### TASK DIRECTIONS
In the records below, some lines contain the word "sessionSpeaker". Copy each of them.

### Data entries
»»

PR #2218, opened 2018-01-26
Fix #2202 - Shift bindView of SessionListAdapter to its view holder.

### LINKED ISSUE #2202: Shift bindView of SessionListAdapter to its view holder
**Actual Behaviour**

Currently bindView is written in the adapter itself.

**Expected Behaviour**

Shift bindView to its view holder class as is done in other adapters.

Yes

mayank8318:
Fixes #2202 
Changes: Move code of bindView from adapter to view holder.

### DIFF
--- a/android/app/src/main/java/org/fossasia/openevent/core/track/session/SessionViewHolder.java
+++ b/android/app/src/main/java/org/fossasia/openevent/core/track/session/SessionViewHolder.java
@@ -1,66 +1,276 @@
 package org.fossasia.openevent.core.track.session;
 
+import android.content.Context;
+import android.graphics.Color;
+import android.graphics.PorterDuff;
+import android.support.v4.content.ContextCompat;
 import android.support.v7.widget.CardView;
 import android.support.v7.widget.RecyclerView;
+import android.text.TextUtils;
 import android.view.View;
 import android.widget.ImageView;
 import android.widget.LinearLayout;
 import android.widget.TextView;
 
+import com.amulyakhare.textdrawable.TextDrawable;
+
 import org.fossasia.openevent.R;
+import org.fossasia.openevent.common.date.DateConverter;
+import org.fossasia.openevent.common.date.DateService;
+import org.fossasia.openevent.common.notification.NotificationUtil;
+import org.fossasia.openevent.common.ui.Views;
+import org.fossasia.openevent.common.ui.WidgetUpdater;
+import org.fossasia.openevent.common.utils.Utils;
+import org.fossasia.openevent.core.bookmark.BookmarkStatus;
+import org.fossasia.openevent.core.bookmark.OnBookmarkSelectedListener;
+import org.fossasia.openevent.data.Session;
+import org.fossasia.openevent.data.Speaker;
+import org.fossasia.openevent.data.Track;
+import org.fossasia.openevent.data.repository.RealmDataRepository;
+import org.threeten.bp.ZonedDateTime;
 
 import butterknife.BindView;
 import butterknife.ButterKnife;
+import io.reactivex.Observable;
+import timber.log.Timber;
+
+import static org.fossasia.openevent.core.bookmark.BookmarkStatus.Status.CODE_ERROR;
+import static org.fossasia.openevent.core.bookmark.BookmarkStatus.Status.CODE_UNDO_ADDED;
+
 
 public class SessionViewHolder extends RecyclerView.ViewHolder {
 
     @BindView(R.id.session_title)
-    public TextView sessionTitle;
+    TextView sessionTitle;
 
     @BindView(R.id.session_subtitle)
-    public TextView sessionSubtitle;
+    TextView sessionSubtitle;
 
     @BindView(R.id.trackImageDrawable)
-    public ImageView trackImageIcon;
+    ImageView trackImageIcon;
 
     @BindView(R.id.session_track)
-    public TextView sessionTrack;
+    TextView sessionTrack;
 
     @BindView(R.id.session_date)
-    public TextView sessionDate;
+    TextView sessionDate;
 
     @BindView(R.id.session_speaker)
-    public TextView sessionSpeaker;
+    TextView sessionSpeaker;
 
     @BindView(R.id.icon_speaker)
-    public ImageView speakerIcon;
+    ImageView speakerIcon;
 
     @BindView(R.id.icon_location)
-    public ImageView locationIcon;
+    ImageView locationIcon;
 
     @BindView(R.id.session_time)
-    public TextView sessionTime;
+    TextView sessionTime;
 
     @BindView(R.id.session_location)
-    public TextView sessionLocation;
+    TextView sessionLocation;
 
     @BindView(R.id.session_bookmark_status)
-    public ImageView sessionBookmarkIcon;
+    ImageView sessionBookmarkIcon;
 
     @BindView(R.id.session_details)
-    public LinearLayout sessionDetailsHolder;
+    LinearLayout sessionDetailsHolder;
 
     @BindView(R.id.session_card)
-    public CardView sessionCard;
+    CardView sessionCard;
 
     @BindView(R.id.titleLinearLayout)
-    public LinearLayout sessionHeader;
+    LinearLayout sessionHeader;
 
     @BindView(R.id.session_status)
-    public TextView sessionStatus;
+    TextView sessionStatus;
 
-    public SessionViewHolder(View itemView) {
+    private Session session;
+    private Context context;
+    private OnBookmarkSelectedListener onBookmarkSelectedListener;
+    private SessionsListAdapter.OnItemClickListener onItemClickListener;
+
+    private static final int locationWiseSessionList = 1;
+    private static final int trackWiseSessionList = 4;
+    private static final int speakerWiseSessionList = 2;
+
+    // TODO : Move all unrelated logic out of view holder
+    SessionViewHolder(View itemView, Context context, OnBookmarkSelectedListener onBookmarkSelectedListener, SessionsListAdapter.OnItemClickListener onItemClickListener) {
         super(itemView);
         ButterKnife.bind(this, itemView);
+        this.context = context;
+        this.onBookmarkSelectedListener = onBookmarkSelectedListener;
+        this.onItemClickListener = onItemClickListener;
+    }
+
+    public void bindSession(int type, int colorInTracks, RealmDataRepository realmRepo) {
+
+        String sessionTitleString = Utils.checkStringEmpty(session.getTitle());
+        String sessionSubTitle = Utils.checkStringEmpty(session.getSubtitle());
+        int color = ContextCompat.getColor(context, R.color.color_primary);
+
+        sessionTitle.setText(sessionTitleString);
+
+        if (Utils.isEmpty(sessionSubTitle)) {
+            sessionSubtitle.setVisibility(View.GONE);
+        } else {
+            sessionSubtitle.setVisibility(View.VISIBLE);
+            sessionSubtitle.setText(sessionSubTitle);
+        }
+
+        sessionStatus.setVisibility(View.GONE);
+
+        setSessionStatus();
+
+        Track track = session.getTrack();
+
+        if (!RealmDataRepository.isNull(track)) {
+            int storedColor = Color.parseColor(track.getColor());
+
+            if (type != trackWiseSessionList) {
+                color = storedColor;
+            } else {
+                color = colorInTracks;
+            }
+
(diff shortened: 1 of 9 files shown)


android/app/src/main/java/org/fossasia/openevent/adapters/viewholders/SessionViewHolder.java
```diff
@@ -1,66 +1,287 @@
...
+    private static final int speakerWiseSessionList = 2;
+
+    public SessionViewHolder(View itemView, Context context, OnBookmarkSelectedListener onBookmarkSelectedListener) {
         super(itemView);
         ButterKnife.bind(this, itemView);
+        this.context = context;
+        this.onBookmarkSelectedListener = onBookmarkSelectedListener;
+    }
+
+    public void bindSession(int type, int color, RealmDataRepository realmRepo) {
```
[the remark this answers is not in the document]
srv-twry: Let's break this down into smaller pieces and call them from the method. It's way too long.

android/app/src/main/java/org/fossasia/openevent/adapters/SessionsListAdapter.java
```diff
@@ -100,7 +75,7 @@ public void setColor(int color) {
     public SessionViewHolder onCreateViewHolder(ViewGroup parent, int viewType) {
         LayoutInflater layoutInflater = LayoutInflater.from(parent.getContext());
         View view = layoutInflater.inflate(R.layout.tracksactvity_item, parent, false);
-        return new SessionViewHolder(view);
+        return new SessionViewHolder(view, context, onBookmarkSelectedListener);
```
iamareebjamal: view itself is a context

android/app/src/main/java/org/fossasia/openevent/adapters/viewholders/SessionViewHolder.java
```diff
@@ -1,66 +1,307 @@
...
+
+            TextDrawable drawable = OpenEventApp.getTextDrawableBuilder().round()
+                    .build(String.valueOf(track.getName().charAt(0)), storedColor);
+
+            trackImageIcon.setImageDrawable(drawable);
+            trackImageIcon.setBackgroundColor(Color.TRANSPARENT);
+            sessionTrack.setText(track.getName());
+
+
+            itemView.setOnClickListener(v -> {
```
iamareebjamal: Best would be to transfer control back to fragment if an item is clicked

««
»»

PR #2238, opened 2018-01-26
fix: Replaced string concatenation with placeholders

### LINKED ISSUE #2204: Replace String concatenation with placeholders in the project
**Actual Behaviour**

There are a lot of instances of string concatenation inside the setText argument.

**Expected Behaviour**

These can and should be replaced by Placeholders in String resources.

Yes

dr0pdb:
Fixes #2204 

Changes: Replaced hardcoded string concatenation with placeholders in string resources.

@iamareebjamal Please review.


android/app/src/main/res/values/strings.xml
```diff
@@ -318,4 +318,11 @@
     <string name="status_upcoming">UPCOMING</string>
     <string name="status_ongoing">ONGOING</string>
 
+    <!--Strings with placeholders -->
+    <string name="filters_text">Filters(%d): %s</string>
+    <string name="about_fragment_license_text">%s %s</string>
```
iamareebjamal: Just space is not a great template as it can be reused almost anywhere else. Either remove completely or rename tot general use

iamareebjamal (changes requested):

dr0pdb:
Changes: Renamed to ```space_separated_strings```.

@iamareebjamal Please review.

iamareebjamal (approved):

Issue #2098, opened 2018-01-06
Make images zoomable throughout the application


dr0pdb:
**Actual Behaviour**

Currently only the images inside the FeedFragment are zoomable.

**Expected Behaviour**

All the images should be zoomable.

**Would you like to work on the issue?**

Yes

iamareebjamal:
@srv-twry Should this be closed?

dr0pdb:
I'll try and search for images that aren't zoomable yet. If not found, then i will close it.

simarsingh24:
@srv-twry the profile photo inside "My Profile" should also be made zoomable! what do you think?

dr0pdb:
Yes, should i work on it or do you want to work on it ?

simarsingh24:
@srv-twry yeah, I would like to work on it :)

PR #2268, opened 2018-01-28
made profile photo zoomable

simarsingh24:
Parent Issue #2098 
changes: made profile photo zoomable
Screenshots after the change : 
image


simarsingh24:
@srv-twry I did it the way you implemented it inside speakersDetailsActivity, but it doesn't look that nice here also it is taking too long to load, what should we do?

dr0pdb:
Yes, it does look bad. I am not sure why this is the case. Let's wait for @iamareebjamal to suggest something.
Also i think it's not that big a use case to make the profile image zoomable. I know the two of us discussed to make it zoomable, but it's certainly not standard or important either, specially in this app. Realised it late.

««

### RESULT BELOW
-    public TextView sessionSpeaker;
+    TextView sessionSpeaker;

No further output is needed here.